DATA>
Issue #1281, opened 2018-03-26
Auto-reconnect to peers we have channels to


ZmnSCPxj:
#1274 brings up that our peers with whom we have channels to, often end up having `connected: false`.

WHAT IS NEEDED> Write out all the data again, exactly as it appears.

SOLUTION TO THIS PROBLEM>
Issue #1281, opened 2018-03-26
Auto-reconnect to peers we have channels to


ZmnSCPxj:
#1274 brings up that our peers with whom we have channels to, often end up having `connected: false`.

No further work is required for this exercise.